The Greeks can leave the euro if they prefer, and neither Berlin nor Brussels would spill many tears. But the costs of dropping out would be substantial. The bulk of Greek financial contracts are in euros. Were a reconstituted drachma devalued by 50%, the public debt to GDP ratio would essentially double—in Greece's case to well over 200% of GDP. Our guess is that the Greeks restructure their debts or default before they drop out of the single currency.

While not the cause of this crisis, the euro has been tarnished by it. Greece's Madoff-like bookkeeping broke the mutual trust that is essential to any monetary compact, and this will take time to restore.

Shortcomings in the rules governing the euro zone were evident long before this crisis, and they now need to be addressed. In one of his 1998 Journal articles, Mr. Mundell wrote that the rules on fiscal deficits and public debts in the Stability and Growth Pact—adopted by euro-zone countries to govern the single currency—needed bite to guard against the obvious free-rider problem: Countries would be tempted to take advantage of a colossal and low-interest bond market believing that "when the chips are down the union will act as lender of last resort." He essentially predicted the problems of Greece and the proposed EU-IMF bailout.

Fines were decreased and the stability pact was never seriously enforced. Germany and France, which pushed hardest for strict penalties, were the first to break the rules without suffering any consequences. Five years ago, Berlin and Paris shot down the European Commission's proposal to oversee national statistical agencies to safeguard against Greek-like cheating.

On Tuesday, the Commission plans to unveil proposals on closer surveillance of euro-zone budgets. Next it should restore some teeth to the stability pact. These modest steps won't excite euro federalists as much as a grand and unrealistic political union, but they might do some actual good.

The future of the euro in the next decade depends on the will of European politicians. First the beggar-thy-currency crowd must be ignored. The European Central Bank has, at least so far, been a bulwark against such talk. On the other hand, the EU's decision late last night to create a "bailout fund" tells creditors and borrower governments that they will always be rescued, increasing moral hazard and the odds of another crisis.

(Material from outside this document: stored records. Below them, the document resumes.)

PR #2099, opened 2020-12-13
Game may no longer have multiple players with the same player ID, and `firstPlayer` must be in the list of players.

kberg:
This only happens in tests, and as you can see by this change, it's *a lot* of tests, which casually use `[player, player]` as their list of players in a game. This causes some super-weird test failures when a player receives both ends of an action. We shouldn't be doing it anyway.

There were surprisingly few tests that didn't like this: MiningGuild and GameLoader. Both were easy enough to fix, ... no actually MiningGuild was a pain in the butt. Mining Guild's issue was that that it used maxOutOceans, which by default stops when it places 9 oceans -- but there are 12 ocean spaces! So I switched to a more direct space filter.

GameLoader just needed dedicated Player IDs. Also a bit of a pain trying to manage the sheer volume of callbacks between GameLoader and tests.

**What do you need, reviewer?**

It's a lot of files. Do you want me to split it out? No problem. Almost all the changes are dead simple to understand (except MiningGuild and GameLoader, but I've discussed that.) Also, do you want me to rename `redPlayer`? I am not terribly fond of `player2` - you tell me.

### DIFF
--- a/src/Game.ts
+++ b/src/Game.ts
@@ -189,7 +189,7 @@ export class Game implements ISerializable<SerializedGame> {
       public gameOptions: GameOptions = {...DEFAULT_GAME_OPTIONS}) {
       {
         const _playerIds = players.map((p) => p.id);
-        if (_playerIds.find((pid) => pid === first.id) === undefined) {
+        if (_playerIds.includes(first.id) === false) {
           throw new Error('Cannot find first player ' + first.id + ' in ' + _playerIds);
         }
         if (new Set(_playerIds).size !== players.length) {
--- a/src/Game.ts
+++ b/src/Game.ts
@@ -190,10 +190,10 @@ export class Game implements ISerializable<SerializedGame> {
       {
         const _playerIds = players.map((p) => p.id);
         if (_playerIds.find((pid) => pid === first.id) === undefined) {
-          throw new Error('Cannot find first player ' + first + ' in ' + _playerIds);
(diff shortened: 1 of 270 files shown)


tests/database/GameLoader.spec.ts
```diff
@@ -71,13 +72,14 @@ describe('GameLoader', function() {
     });
     expect(actual).to.be.undefined;
     loader.start();
+    console.log(actual!.getPlayers());
```
Lynesth, line 75: Is this supposed to stay there ?

src/Game.ts
```diff
@@ -186,8 +186,17 @@ export class Game implements ISerializable<SerializedGame> {
       public id: GameId,
       private players: Array<Player>,
       private first: Player,
-      // ... creates a shallow copy.
       public gameOptions: GameOptions = {...DEFAULT_GAME_OPTIONS}) {
+      {
+        const _playerIds = players.map((p) => p.id);
+        if (_playerIds.find((pid) => pid === first.id) === undefined) {
```
Lynesth, line 192:
```ts
        if (_playerIds.includes(first.id) === false) {
```

Lynesth (approved):

tests/database/GameLoader.spec.ts
kberg: Nope! Sorry. Thanks.

src/Game.ts
kberg: Yesss... thank you.

PR #2100, opened 2020-12-13
Games can't have the same color apply to two different players.

kberg:
Do not review until after reviewing #2099


Lynesth (approved):
LGTM

PR #2107, opened 2020-12-13
Add meaningful tests to IndenturedWorkers and Conscription.

kberg:
This meant having to pull the hard work of passing out of a callback and into a first-class method. No biggie.

### DIFF
--- a/tests/cards/base/IndenturedWorkers.spec.ts
+++ b/tests/cards/base/IndenturedWorkers.spec.ts
@@ -1,18 +1,44 @@
 import {expect} from 'chai';
 import {IndenturedWorkers} from '../../../src/cards/base/IndenturedWorkers';
+import {MicroMills} from '../../../src/cards/base/MicroMills';
 import {Game} from '../../../src/Game';
+import {Player} from '../../../src/Player';
 import {TestPlayers} from '../../TestingUtils';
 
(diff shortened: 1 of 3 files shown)


tests/cards/base/IndenturedWorkers.spec.ts
```diff
@@ -1,18 +1,44 @@
...
     player.victoryPointsBreakdown.setVictoryPoints('victoryPoints', card.getVictoryPoints());
     expect(player.victoryPointsBreakdown.victoryPoints).to.eq(-1);
     expect(card.getCardDiscount(player, game)).to.eq(0);
   });
+
+  it('Should apply card discount until next card played', () => {
+    player.playCard(game, card);
+    expect(card.getCardDiscount(player, game)).to.eq(8);
+
+    player.playCard(game, new MicroMills());
```
chosta, line 31: Maybe we should also add a card of 8+ cost to check for the correct discount (cost - 8)?

chosta (approved):

tests/cards/base/IndenturedWorkers.spec.ts
kberg: A test for calculating card discounts is probably sufficient. I'm going to merge this as it's wholly better and I've moved on to a serialization test.

PR #2111, opened 2020-12-14
Remove unused field Player.generationPlayed.

kberg:
This seems like an acceptable change. I cannot find a single use for it.


Lynesth:
Not used indeed.
From https://github.com/bafolts/terraforming-mars/pull/324 : ` Switch generationPlayed to private, not used anymore but could be used for statistics in the future`

kberg:
OK, let's nix it.

>

Lynesth (approved):

PR #2115, opened 2020-12-14
All the P

chosta:
Note that I've also removed the HTML_DATA for N, O to avoid conflicts in merging. I'll make sure N + O comes before P when merging, so don't worry about blank cards.

### DIFF
--- a/src/cards/base/Pets.ts
+++ b/src/cards/base/Pets.ts
@@ -7,6 +7,10 @@ import {ResourceType} from '../../ResourceType';
 import {CardName} from '../../CardName';
 import {IResourceCard} from '../ICard';
 import {Board} from '../../Board';
+import {CardMetadata} from '../CardMetadata';
+import {CardRenderer} from '../render/CardRenderer';
+import {CardRenderDynamicVictoryPoints} from '../render/CardRenderDynamicVictoryPoints';
+import {CardRenderItemSize} from '../render/CardRenderItemSize';
 
 export class Pets implements IProjectCard, IResourceCard {
     public cost = 10;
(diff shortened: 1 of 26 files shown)


src/cards/base/Pets.ts
```diff
@@ -28,4 +32,18 @@ export class Pets implements IProjectCard, IResourceCard {
...
     }
+    public metadata: CardMetadata = {
+      cardNumber: '172',
+      renderData: CardRenderer.builder((b) => {
+        b.effectBox((eb) => {
+          eb.city(CardRenderItemSize.SMALL).any.startEffect.animals(1);
+          eb.description('Effect: When any City tile is placed, add an Animal to this card.');
+        }).br;
+        b.animals(1).br;
+        b.text('Animals may not be removed from this card', CardRenderItemSize.SMALL, true).br;
```
kberg, line 43: Isn't this meant to be capitalized?

src/cards/base/PowerGrid.ts
```diff
@@ -16,4 +17,12 @@ export class PowerGrid implements IProjectCard {
       player.addProduction(Resources.ENERGY, 1 + player.getTagCount(Tags.ENERGY));
       return undefined;
     }
+
+    public metadata: CardMetadata = {
+      cardNumber: '102',
+      renderData: CardRenderer.builder((b) => {
+        b.productionBox((pb) => pb.energy(1).slash().energy(1).played);
```
kberg, line 24: Another case of resource vs tag, and here, the second energy actually ought to be Power. Your thoughts?

src/cards/turmoil/ParliamentHall.ts
```diff
@@ -29,4 +32,16 @@ export class ParliamentHall implements IProjectCard {
...
+
+    public metadata: CardMetadata = {
+      cardNumber: 'T08',
+      requirements: CardRequirements.builder((b) => b.party(PartyName.MARS)),
+      renderData: CardRenderer.builder((b) => {
+        b.productionBox((pb) => {
+          pb.megacredits(1).slash().building(3).played;
+        });
+      }),
+      description: 'Requires that Mars First are ruling or that you have 2 delegates there. Increase your MC production 1 step for every 3 Building tag you have, including this.',
```
kberg, line 44: "every 3 Building tag" should be "tags".

kberg (approved):
Looks great.

src/cards/base/Pets.ts
chosta: It is, by the `true` parameter at the end. I wish TS had something like python's parameter naming
`text(isUppercase=True)`
In ES6 you can do `text({isUppercase=True})` but it doesn't appeal to me.

src/cards/base/PowerGrid.ts
chosta: It's on my refactoring list. Certainly better semantics could be used in these cases. 
E.g.
CardRequirements.builder((b) => b.tag(Tags.VENUS).tag(Tags.JOVIAN).tag(Tags.EARTH))
can become:
`CardRequirements.builder((b) => b.unity())` [From turmoil, unity is the bonus for jov, earth, venus tags] its conceptually appropriate and it is repeated multiple times.

PR #2650, opened 2021-02-02
Add Darkside Mining Syndicate

kberg:


src/cards/moon/DarksideMiningSyndicate.ts
```diff
@@ -0,0 +1,39 @@
...
+      },
+    });
+  };
+
+  public canPlay(): boolean {
+    return true;
+  }
+
+  public play(player: Player) {
+    const productionBonus = (MoonExpansion.moonData(player.game).miningRate >= 2) ? 2 : 1;
```
sienmich, line 34: This if does not match the description

sienmich: (2 and 1 swapped)

bafolts: It does seem there is a discrepancy between what this function is doing and the description. I can't find this card on

https://www.dropbox.com/s/txeluw0z0h8nk36/TM%20-%20the%20Moon.zip?dl=0

To determine which is right. @kberg I could help with adding cards if you have list of cards left to add.

kberg: You were right that my logic was backward. The card text is right.

image

kberg: > It does seem there is a discrepancy between what this function is doing and the description. I can't find this card on
> 
> https://www.dropbox.com/s/txeluw0z0h8nk36/TM%20-%20the%20Moon.zip?dl=0
> 
> To determine which is right. @kberg I could help with adding cards if you have list of cards left to add.

I have begged the designer to update the first page to reference the more complete set of cards, including his recommendation to use  larger (!) board . All of which you can see is referenced at https://github.com/bafolts/terraforming-mars/wiki/The-Moon

kberg: In addition, @bafolts most of the cards have been implemented and are at https://github.com/kberg/terraforming-mars/tree/moon, I'm spending much of my time converting the card format and adding tests. (And other things.)

sienmich (approved):

PR #2652, opened 2021-02-02
Remove Cards.ts

nwai90:


kberg (changes requested):
Why? I put there to be used, not to be removed. Could you explain more, please?

nwai90:
@kberg These are minimally used and for very common Javascript functions. They also seem to be used mainly in tests - in which case they should be in `TestingUtils` if at all imo

kberg:
> @kberg These are minimally used and for very common Javascript functions. They also seem to be used mainly in tests - in which case they should be in `TestingUtils` if at all imo

They're minimally used because I just introduced them, like, a week ago, and they can be used elsewhere.

Lynesth:
I'm not saying we shouldn't use shorthand functions, but I'll have to agree with @nwai90 on this specific one though.

Those 2 are only turning
`(card) => card.name === ###` into `Cards.byCardName(###)`
and
`(card) => card.name` into `Cards.toCardName`

Their initial version is already easily readable/understandable, especially the second one.

For the first one (byCardName), a shorthanded version could be used I assume, but then I would probably do it like this instead:
`(card) => card.is(###)`

kberg:
> I'm not saying we shouldn't use shorthand functions, but I'll have to agree with @nwai90 on this specific one though.
> 
> Those 2 are only turning
> `(card) => card.name === ###` into `Cards.byCardName(###)`
> and
> `(card) => card.name` into `Cards.toCardName`
> 
> Their initial version is already easily readable/understandable, especially the second one.
> 
> For the first one (byCardName), a shorthand version could be used I assume, but then I would probably do it like this instead:
> `(card) => card.is(###)`

Well, OK. @nwai90 mind if I restore the branch and apply the changes you proposed?

nwai90:
Sure go ahead

kberg (approved):

Issue #2328, opened 2021-01-10
This sequence of undo steps seems to be bugged


kevinb9n:
I have seen this behavior several times but haven't determined under exactly what circumstances it happens. It doesn't happen every time.

1. Take some action
2. Undo it
3. Reload
4. Take a different action
5. Undo it
6. Reload
7. The first action I did in step 1 has magically returned.

kevinb9n:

If asked to foot the bill again, unhappy German or Dutch taxpayers may decide the euro isn't worth the price and themselves push for its dissolution.

Above all, the euro will thrive only if Europe thrives. Austerity plans intended to stem the fiscal hemorrhaging are no substitute for policies to promote growth. Should Europe use this crisis to make itself more competitive and rein in the welfare state, the Continent would be even better placed to take advantage of a huge single market underpinned by a stable currency and low inflation. And if that were to happen, the second decade of the euro could turn out to be better than the first.